Top of DATA TO PROCESS
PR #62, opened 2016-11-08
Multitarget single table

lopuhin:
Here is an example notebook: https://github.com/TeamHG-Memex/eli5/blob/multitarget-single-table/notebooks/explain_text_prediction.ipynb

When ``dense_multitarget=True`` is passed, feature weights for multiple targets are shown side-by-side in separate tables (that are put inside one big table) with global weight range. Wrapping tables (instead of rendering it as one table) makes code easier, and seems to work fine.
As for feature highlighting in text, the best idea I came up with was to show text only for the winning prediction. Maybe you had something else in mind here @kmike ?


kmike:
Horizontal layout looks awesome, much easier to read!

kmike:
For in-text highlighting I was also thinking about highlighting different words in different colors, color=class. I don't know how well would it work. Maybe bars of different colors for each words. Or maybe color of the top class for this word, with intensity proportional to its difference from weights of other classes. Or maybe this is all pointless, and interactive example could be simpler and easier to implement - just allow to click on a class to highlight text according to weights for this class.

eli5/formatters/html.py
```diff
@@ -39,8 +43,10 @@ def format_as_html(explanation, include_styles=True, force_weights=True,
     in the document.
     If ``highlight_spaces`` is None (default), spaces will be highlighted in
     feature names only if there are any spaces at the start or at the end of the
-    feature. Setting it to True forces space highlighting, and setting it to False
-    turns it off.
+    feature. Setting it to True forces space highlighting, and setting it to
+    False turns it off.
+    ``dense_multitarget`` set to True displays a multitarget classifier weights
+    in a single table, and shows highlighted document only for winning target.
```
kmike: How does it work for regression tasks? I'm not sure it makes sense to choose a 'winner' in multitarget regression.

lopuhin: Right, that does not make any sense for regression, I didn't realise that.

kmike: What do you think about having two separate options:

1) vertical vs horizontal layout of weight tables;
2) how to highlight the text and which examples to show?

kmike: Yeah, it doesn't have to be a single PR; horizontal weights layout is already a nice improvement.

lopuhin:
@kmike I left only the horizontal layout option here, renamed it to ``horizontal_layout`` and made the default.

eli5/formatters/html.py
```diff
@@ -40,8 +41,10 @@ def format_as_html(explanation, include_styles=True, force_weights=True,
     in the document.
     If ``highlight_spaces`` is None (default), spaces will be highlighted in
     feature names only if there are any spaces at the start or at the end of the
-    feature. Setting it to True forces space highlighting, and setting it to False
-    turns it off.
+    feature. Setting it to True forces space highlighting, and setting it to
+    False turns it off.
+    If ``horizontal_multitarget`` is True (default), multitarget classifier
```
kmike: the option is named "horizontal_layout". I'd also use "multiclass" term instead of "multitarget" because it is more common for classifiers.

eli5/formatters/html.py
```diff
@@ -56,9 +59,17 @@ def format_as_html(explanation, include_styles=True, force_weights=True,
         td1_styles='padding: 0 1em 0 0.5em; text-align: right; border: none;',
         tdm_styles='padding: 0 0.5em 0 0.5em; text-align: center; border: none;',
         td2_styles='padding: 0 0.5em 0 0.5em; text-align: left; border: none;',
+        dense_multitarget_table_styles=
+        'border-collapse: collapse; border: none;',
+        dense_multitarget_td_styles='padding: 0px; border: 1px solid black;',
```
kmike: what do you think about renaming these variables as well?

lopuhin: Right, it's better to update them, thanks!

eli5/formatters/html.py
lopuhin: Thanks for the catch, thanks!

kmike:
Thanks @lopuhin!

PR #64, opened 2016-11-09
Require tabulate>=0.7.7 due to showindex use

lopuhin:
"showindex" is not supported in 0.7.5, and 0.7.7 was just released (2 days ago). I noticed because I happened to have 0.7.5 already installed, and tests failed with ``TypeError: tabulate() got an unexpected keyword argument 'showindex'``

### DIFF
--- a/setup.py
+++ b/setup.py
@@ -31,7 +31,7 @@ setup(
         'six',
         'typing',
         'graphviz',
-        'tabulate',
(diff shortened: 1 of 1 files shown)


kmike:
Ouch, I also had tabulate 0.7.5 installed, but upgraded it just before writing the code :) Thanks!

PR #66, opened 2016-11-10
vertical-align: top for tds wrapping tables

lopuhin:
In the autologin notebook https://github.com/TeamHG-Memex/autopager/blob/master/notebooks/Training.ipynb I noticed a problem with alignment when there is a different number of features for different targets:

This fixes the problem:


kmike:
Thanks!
Bottom of DATA TO PROCESS
Top of DATA TO PROCESS
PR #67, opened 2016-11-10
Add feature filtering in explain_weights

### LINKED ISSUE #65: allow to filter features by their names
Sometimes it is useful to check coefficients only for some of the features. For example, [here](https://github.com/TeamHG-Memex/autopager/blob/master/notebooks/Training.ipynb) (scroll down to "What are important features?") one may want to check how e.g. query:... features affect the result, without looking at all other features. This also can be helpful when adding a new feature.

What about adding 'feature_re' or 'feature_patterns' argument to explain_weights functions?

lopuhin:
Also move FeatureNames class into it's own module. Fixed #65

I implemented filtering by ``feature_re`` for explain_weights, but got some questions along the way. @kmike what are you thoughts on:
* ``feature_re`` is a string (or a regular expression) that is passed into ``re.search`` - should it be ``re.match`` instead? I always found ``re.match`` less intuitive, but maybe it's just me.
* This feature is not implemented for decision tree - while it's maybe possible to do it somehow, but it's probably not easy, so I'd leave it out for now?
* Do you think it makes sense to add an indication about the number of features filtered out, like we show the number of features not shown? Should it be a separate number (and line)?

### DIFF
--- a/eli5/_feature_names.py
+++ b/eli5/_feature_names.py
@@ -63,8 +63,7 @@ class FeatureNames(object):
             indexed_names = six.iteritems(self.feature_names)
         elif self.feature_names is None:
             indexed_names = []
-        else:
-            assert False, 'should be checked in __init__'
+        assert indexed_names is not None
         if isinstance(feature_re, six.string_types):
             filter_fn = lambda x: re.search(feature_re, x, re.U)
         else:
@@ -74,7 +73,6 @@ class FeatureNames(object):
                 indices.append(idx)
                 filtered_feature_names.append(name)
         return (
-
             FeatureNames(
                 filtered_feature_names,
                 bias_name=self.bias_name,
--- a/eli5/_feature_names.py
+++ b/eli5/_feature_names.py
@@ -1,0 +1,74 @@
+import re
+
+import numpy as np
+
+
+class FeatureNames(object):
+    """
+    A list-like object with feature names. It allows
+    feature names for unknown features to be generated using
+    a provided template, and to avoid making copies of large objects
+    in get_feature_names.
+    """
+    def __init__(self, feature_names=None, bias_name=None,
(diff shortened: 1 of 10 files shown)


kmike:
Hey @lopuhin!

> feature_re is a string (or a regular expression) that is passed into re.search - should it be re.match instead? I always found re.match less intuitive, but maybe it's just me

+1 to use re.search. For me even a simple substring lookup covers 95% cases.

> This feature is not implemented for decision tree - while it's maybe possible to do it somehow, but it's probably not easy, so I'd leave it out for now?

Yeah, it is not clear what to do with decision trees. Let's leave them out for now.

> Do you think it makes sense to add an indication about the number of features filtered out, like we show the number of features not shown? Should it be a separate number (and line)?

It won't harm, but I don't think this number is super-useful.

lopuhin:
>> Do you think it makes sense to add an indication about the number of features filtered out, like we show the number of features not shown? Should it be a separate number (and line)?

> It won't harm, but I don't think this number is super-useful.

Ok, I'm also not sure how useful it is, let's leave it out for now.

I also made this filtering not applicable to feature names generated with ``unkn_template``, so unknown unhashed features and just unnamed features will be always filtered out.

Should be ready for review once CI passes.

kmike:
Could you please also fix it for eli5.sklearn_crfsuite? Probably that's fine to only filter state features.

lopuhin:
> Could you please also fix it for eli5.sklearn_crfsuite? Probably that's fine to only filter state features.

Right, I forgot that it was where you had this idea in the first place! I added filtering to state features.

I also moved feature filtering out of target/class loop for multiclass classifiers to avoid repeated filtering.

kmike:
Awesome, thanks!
Bottom of DATA TO PROCESS
Top of DATA TO PROCESS
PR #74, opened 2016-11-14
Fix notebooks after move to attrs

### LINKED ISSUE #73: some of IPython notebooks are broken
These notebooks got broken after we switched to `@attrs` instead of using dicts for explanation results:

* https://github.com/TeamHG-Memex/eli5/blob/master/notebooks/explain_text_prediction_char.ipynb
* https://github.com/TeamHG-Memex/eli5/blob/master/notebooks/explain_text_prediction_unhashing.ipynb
Bottom of DATA TO PROCESS
Lines in the data that include the word "somehow" should all be copied.

» **EXERCISE OUTPUT**:
* This feature is not implemented for decision tree - while it's maybe possible to do it somehow, but it's probably not easy, so I'd leave it out for now?
> This feature is not implemented for decision tree - while it's maybe possible to do it somehow, but it's probably not easy, so I'd leave it out for now?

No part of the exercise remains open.